Personal Disclosure as a Catalyst for Empathetic Agency

Personal Disclosure as a Catalyst for Empathetic Agency

Chapter:
(p.55) Two Personal Disclosure as a Catalyst for Empathetic Agency
Source:
The Long Afterlife of Nikkei Wartime Incarceration
Author(s):
Karen M. Inouye
Publisher:
Stanford University Press
DOI:10.11126/stanford/9780804795746.003.0003

Chapter Two examines the growing willingness of Japanese Americans to engage in personal disclosure regarding wartime incarceration.
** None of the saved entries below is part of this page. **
PR #5, opened 2024-05-29
Logging, config variables and E2E testing support

tudor-timcu:
- Custom configs loaded from php.ini and passed between C++ and GO to be used (log level, aikido token, blocking, ...)
- Log levels and overall logging support in both C++ and GO
- Extended testing support using .phpt files
- Updated pipeline to also test each change by running all cases in the test folder
- Use blocking mode variable to run output actions
- Sql injection POC with E2E flow
- Update pipeline to also build and install curl extension needed for tests

### DIFF
--- a/src/extension/Aikido.cpp
+++ b/src/extension/Aikido.cpp
@@ -41,9 +41,12 @@ static PHP_GINIT_FUNCTION(aikido)
 
 PHP_MINIT_FUNCTION(aikido)
 {
+	/* Register Aikido-specific (log level, blocking, token, ...) entries in php.ini */
 	REGISTER_INI_ENTRIES();
 
 	if (!aikido_global_init()) {
+		/* If the global initialization fails, we do not load the aikido extension */
+		/* The php script will still run, but without the aikido extension */
 		return FAILURE;
 	}
 
@@ -73,6 +76,7 @@ PHP_MINIT_FUNCTION(aikido)
 
 PHP_MSHUTDOWN_FUNCTION(aikido)
 {
+	/* Unregister Aikido-specific (log level, blocking, token, ...) entries in php.ini */
 	UNREGISTER_INI_ENTRIES();
 	return SUCCESS;
 }


src/lib/utils.go
```diff
@@ -36,5 +37,5 @@ func GetDomain(rawurl string) string {
 	if err != nil {
 		return ""
 	}
-	return parsedURL.Hostname()
+	return strings.TrimPrefix(parsedURL.Hostname(), "www.")
```
willem-delbare: i think we do need full subdomains here!

src/extension/Aikido.cpp
```diff
@@ -3,18 +3,57 @@
...
+	if (AIKIDO_GLOBAL(log_level) < AIKIDO_LOG_LEVEL_DEBUG ||
+		AIKIDO_GLOBAL(log_level) > AIKIDO_LOG_LEVEL_ERROR) {
+		AIKIDO_GLOBAL(log_level) = AIKIDO_LOG_LEVEL_ERROR;
+	}
+
+	const char* log_level_str = aikido_log_level_str((AIKIDO_LOG_LEVEL)AIKIDO_GLOBAL(log_level));
+	
+	AIKIDO_LOG_DEBUG("Config:\n");
+	AIKIDO_LOG_DEBUG("Log level: %s\n", log_level_str);
+	AIKIDO_LOG_DEBUG("Token: %s\n", AIKIDO_GLOBAL(token));
```
willem-delbare: best never log the token right?

src/extension/Aikido.cpp
```diff
@@ -3,18 +3,56 @@
...
 	ZEND_TSRMLS_CACHE_UPDATE();
 #endif
+}
+
+PHP_MINIT_FUNCTION(aikido)
+{
+	REGISTER_INI_ENTRIES();
+
+	if (!aikido_global_init()) {
+		return FAILURE;
```
willem-delbare, line 50: Why would this ever fail? And would this lead to app crash, the return fail?
Lets add comments

src/extension/Aikido.cpp
```diff
@@ -35,6 +73,7 @@ PHP_MINIT_FUNCTION(aikido)
 
 PHP_MSHUTDOWN_FUNCTION(aikido)
 {
+	UNREGISTER_INI_ENTRIES();
```
willem-delbare, line 80: Lets add commetns what this does. It doesnt actually remove stuff from php.ini? Or does it?

PR #6, opened 2024-06-03
More functionality

tudor-timcu:
- Prepared polling "thread" code for pulling the cloud config
- Added GoUninit to kill the goroutine when the module is unloaded
- Refactor & git ignore
- Added support for setting the cloud endpoint
- Support for overriding the php.ini aikido config with env variables (for token and cloud endpoint)
- Fix issues that were causing PHP-7.3 & PHP-7.4 to not build
- Updated tests

### DIFF
--- a/tests/test_curl.phpt
+++ b/tests/test_curl.phpt
@@ -4,7 +4,7 @@ Test curl initialization and setting options
 --INI--
 extension=curl.so
 extension=aikido.so
-aikido.log_level=1
+aikido.log_level=2
 
 --SKIPIF--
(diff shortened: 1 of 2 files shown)


src/lib/cloud/cloud.go
```diff
@@ -0,0 +1,69 @@
...
+	close(stop)
+	wg.Wait()
+}
+
+func Init(configuredEndpoint string) {
+	endpoint = configuredEndpoint
+	// StartConfigThread()
+}
+
+func Uninit() {
```
willem-delbare, line 67: comments

PR #7, opened 2024-06-04
Support for sending Started event to cloud

tudor-timcu:
- Added support for Started event
- Added support in Utils for: hostname, os info and ip address extraction
- Cleaner json unmarshalling on init
- Types package to group all the types, including the ones for Started event
- Globals package to store global init data and constants
- Abstract cloud requests via SendEvent function
- Utils package to store utility functions

### DIFF
--- a/src/lib/aikido_types/handle.go
+++ b/src/lib/aikido_types/handle.go
@@ -1,10 +1,6 @@
 package aikido_types
 
-type EventFunctionExecutedFn func(map[string]interface{}) string
-
-type FunctionExecutedHandlersFn func(map[string]interface{}) string
-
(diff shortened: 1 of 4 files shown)


src/lib/aikido_types/handle.go
```diff
@@ -0,0 +1,12 @@
+package aikido_types
+
+type EventFunctionExecutedFn func(map[string]interface{}) string
+
+type FunctionExecutedHandlersFn func(map[string]interface{}) string
+
+type MethodExecutedHandlersFn func(map[string]interface{}) string
+
```
willem-delbare: These 3 all kind of sound/look alike. Can we add comments or have more unique names?

PR #8, opened 2024-06-04
Extended build support

tudor-timcu:
- Added support for building, testing and generating artifacts for PHP versions from 7.3 to 8.4
- Get aikido version from php_aikido.h and use it to version artifacts
- Use setup-php github action to reduce build & testing to ~1 minute per version
- Store test failures in case of failure for debugging

### DIFF
--- a/.github/workflows/build.yml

Taking former U.S. Representative Norman Mineta as a case study, it demonstrates that Nikkei did not undertake such disclosures lightly, but rather recognized the importance of first-person singular modes of address for creating legislative coalitions. With respect to Mineta, that willingness to disclose the particulars of incarceration built on an empathetic engagement with economic and social justice that had informed his career from early on. During the pursuit of redress in the United States, however, what had been an implicit engagement with the past became explicit, so much so that it came eventually to inform Mineta's decisions concerning post-9/11 policy. In this respect, the pursuit of empathetic agency not only changed Mineta; it also changed him, rendering that agency both transmissible and reciprocal.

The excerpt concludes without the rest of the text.